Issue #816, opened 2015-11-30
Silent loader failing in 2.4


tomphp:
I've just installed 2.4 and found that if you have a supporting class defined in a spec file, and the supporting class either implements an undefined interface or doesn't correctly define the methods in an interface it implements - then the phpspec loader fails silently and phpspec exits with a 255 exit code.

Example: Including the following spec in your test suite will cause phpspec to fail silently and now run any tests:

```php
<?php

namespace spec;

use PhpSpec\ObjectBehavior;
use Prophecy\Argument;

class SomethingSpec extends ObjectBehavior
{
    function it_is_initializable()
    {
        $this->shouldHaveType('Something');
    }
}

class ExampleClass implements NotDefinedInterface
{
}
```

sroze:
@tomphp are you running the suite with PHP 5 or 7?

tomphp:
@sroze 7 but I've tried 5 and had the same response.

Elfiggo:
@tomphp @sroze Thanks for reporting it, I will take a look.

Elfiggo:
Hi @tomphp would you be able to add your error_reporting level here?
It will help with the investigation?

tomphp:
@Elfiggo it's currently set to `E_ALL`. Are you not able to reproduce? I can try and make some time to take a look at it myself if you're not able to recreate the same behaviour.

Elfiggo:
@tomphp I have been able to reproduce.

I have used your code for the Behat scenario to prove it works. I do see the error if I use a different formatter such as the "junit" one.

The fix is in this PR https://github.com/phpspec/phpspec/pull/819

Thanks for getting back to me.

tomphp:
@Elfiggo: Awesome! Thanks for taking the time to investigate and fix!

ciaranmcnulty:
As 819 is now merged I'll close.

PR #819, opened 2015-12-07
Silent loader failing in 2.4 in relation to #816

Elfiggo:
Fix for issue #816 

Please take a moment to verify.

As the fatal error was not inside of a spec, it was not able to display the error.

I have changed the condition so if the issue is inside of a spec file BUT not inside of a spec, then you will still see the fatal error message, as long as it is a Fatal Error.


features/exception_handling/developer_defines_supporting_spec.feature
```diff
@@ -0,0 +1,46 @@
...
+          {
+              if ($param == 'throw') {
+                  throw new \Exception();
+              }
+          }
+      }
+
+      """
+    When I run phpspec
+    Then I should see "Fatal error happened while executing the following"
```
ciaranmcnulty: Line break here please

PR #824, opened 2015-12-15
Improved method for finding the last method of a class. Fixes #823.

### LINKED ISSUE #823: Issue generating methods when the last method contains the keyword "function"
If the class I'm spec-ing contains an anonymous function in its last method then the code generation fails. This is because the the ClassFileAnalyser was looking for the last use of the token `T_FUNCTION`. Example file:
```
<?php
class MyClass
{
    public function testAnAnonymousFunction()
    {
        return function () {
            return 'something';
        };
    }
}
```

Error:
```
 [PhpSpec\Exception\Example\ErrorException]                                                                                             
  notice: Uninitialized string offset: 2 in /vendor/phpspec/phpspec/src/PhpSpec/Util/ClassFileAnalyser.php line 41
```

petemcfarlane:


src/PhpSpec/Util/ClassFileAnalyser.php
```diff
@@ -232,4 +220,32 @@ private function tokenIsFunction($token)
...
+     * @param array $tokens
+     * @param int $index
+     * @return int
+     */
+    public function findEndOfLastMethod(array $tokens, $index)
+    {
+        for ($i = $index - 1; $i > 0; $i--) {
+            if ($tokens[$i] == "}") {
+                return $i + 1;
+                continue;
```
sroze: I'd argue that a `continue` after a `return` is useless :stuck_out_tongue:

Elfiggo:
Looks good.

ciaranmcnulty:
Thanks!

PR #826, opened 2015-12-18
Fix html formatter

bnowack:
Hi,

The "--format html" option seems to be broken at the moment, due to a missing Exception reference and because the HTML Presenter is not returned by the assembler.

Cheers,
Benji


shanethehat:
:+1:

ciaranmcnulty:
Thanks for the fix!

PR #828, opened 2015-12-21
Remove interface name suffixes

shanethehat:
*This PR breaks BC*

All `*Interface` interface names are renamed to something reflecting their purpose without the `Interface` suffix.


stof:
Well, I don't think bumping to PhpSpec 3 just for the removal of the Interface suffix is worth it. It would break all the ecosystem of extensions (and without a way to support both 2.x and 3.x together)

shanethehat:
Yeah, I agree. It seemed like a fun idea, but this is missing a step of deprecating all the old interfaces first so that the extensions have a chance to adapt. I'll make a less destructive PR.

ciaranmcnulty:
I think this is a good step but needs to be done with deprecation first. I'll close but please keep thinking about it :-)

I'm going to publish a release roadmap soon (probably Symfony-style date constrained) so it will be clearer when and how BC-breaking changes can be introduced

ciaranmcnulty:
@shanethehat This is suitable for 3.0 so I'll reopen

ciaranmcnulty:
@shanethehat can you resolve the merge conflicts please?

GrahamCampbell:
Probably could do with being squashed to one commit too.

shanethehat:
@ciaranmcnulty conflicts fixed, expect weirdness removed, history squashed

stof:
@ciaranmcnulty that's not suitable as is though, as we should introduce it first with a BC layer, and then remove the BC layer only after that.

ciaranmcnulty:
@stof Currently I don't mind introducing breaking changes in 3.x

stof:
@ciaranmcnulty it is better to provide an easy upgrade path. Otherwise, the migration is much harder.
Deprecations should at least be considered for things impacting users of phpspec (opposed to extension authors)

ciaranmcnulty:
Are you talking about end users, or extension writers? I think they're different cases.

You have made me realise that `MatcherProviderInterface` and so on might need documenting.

########################################

» **What this task involves**: What is needed is an exact restatement of every record above.

» **Written reply**:
Issue #816, opened 2015-11-30
Silent loader failing in 2.4


tomphp:
I've just installed 2.4 and found that if you have a supporting class defined in a spec file, and the supporting class either implements an undefined interface or doesn't correctly define the methods in an interface it implements - then the phpspec loader fails silently and phpspec exits with a 255 exit code.

Example: Including the following spec in your test suite will cause phpspec to fail silently and now run any tests:

```php
<?php

namespace spec;

use PhpSpec\ObjectBehavior;
use Prophecy\Argument;

class SomethingSpec extends ObjectBehavior
{
    function it_is_initializable()
    {
        $this->shouldHaveType('Something');
    }
}

class ExampleClass implements NotDefinedInterface
{
}
```

sroze:
@tomphp are you running the suite with PHP 5 or 7?

tomphp:
@sroze 7 but I've tried 5 and had the same response.

Elfiggo:
@tomphp @sroze Thanks for reporting it, I will take a look.

Elfiggo:
Hi @tomphp would you be able to add your error_reporting level here?
It will help with the investigation?

tomphp:
@Elfiggo it's currently set to `E_ALL`. Are you not able to reproduce? I can try and make some time to take a look at it myself if you're not able to recreate the same behaviour.

Elfiggo:
@tomphp I have been able to reproduce.

I have used your code for the Behat scenario to prove it works. I do see the error if I use a different formatter such as the "junit" one.

The fix is in this PR https://github.com/phpspec/phpspec/pull/819

Thanks for getting back to me.

tomphp:
@Elfiggo: Awesome! Thanks for taking the time to investigate and fix!

ciaranmcnulty:
As 819 is now merged I'll close.

PR #819, opened 2015-12-07
Silent loader failing in 2.4 in relation to #816

Elfiggo:
Fix for issue #816 

Please take a moment to verify.

As the fatal error was not inside of a spec, it was not able to display the error.

I have changed the condition so if the issue is inside of a spec file BUT not inside of a spec, then you will still see the fatal error message, as long as it is a Fatal Error.


features/exception_handling/developer_defines_supporting_spec.feature
```diff
@@ -0,0 +1,46 @@
...
+          {
+              if ($param == 'throw') {
+                  throw new \Exception();
+              }
+          }
+      }
+
+      """
+    When I run phpspec
+    Then I should see "Fatal error happened while executing the following"
```
ciaranmcnulty: Line break here please

PR #824, opened 2015-12-15
Improved method for finding the last method of a class. Fixes #823.

### LINKED ISSUE #823: Issue generating methods when the last method contains the keyword "function"
If the class I'm spec-ing contains an anonymous function in its last method then the code generation fails. This is because the the ClassFileAnalyser was looking for the last use of the token `T_FUNCTION`. Example file:
```
<?php
class MyClass
{
    public function testAnAnonymousFunction()
    {
        return function () {
            return 'something';
        };
    }
}
```

Error:
```
 [PhpSpec\Exception\Example\ErrorException]                                                                                             
  notice: Uninitialized string offset: 2 in /vendor/phpspec/phpspec/src/PhpSpec/Util/ClassFileAnalyser.php line 41
```

petemcfarlane:


src/PhpSpec/Util/ClassFileAnalyser.php
```diff
@@ -232,4 +220,32 @@ private function tokenIsFunction($token)
...
+     * @param array $tokens
+     * @param int $index
+     * @return int
+     */
+    public function findEndOfLastMethod(array $tokens, $index)
+    {
+        for ($i = $index - 1; $i > 0; $i--) {
+            if ($tokens[$i] == "}") {
+                return $i + 1;
+                continue;
```
sroze: I'd argue that a `continue` after a `return` is useless :stuck_out_tongue:

Elfiggo:
Looks good.

ciaranmcnulty:
Thanks!

PR #826, opened 2015-12-18
Fix html formatter

bnowack:
Hi,

The "--format html" option seems to be broken at the moment, due to a missing Exception reference and because the HTML Presenter is not returned by the assembler.

Cheers,
Benji


shanethehat:
:+1:

ciaranmcnulty:
Thanks for the fix!

PR #828, opened 2015-12-21
Remove interface name suffixes

shanethehat:
*This PR breaks BC*

All `*Interface` interface names are renamed to something reflecting their purpose without the `Interface` suffix.


stof:
Well, I don't think bumping to PhpSpec 3 just for the removal of the Interface suffix is worth it. It would break all the ecosystem of extensions (and without a way to support both 2.x and 3.x together)

shanethehat:
Yeah, I agree. It seemed like a fun idea, but this is missing a step of deprecating all the old interfaces first so that the extensions have a chance to adapt. I'll make a less destructive PR.

ciaranmcnulty:
I think this is a good step but needs to be done with deprecation first. I'll close but please keep thinking about it :-)

I'm going to publish a release roadmap soon (probably Symfony-style date constrained) so it will be clearer when and how BC-breaking changes can be introduced

ciaranmcnulty:
@shanethehat This is suitable for 3.0 so I'll reopen

ciaranmcnulty:
@shanethehat can you resolve the merge conflicts please?

GrahamCampbell:
Probably could do with being squashed to one commit too.

shanethehat:
@ciaranmcnulty conflicts fixed, expect weirdness removed, history squashed

stof:
@ciaranmcnulty that's not suitable as is though, as we should introduce it first with a BC layer, and then remove the BC layer only after that.

ciaranmcnulty:
@stof Currently I don't mind introducing breaking changes in 3.x

stof:
@ciaranmcnulty it is better to provide an easy upgrade path. Otherwise, the migration is much harder.
Deprecations should at least be considered for things impacting users of phpspec (opposed to extension authors)

ciaranmcnulty:
Are you talking about end users, or extension writers? I think they're different cases.

You have made me realise that `MatcherProviderInterface` and so on might need documenting.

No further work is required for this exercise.